The Barrio de Tepito is a picturesque area of Mexico City that dates to the pre-Hispanic era. It was known as San Francisco Teocaltepiton or Tecuahltepiton, and is known today as a center of commerce. It is here that Manuel Moreno grew up and received his greatest influence and source of inspiration.
From the time he was a child, he knew he wanted to become an artist and create magical creatures filled with color and expression — alebrijes. He also wanted to honor the pre-Hispanic traditions that have had such an impact on his life. In this way, his career in publicity and marketing was substituted little by little for the life of an artist and artisan.
He studied painting and papier mache in the Academia de San Carlos and began to exhibit and sell his work on the sidewalks of Mexico City’s downtown Historic Center. He began developing different techniques that led him to work in theater, creating stage sets and props.
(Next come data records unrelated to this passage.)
PR #2078, opened 2022-10-03
Update zarr and numcodecs version

mcgibbon:
This PR is updating constraints.txt to get a fix for a bug in zarr. zarr and numcodecs versions are updated.

For some reason other packages changed order within the constraints file, but no other versions were changed.

Requirement changes:
- updated zarr and numcodecs

- [ ] Tests added

- test_unit: [82%](https://output.circle-artifacts.com/output/job/8cb4d23d-76b1-4137-8058-0eb399b527ec/artifacts/0/tmp/coverage/htmlcov-test_unit/index.html)


oliverwm1:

Manuel confides that it is his wife, Rosa Teresa, who gave him the nickname ‘Morneo’ because of his last name, Moreno.
Along the way, NOVICA appeared and has given the artisan the freedom to share his work in places he never imagined, taking Mexican culture to foreign lands.
“I’ve had an abundance of opportunities and challenges in my life and you learn to enjoy each one in a unique way. This lets you grow, to know yourself better and continue with whatever life brings. But there are times when you have to be humble and flexible, based on what life requires of you at that moment.
“My wife has suffered from agoraphobia with depression and anxiety for 25 years. Her condition causes her to live with constant fears. It’s an extremely demanding condition that keeps my son and me always watching over her. Her memory loss has made her a difficult person with a tendency to hurt herself physically, so we need to keep sharp and dangerous objects away from her. In addition, she suffered an accident 15 years ago.
“During the past three years, her condition has deteriorated rapidly, affecting certain movements and causing chronic memory loss.
“I found it necessary to work less and work from home to stay on top of her needs and care.
“It’s difficult and painful to watch a person you love deteriorate, to witness the tough moments while being her source of support at the same time. I could give up and leave her in the care of specialists, but she is my wife, my life companion. All I want is to be with her as long as possible, as long as God permits it.
Morneo still finds joy in his work and his artistry. He finds the strength to continue creating his one-of-a-kind works of art and is grateful for the patronage of his NOVICA supporters.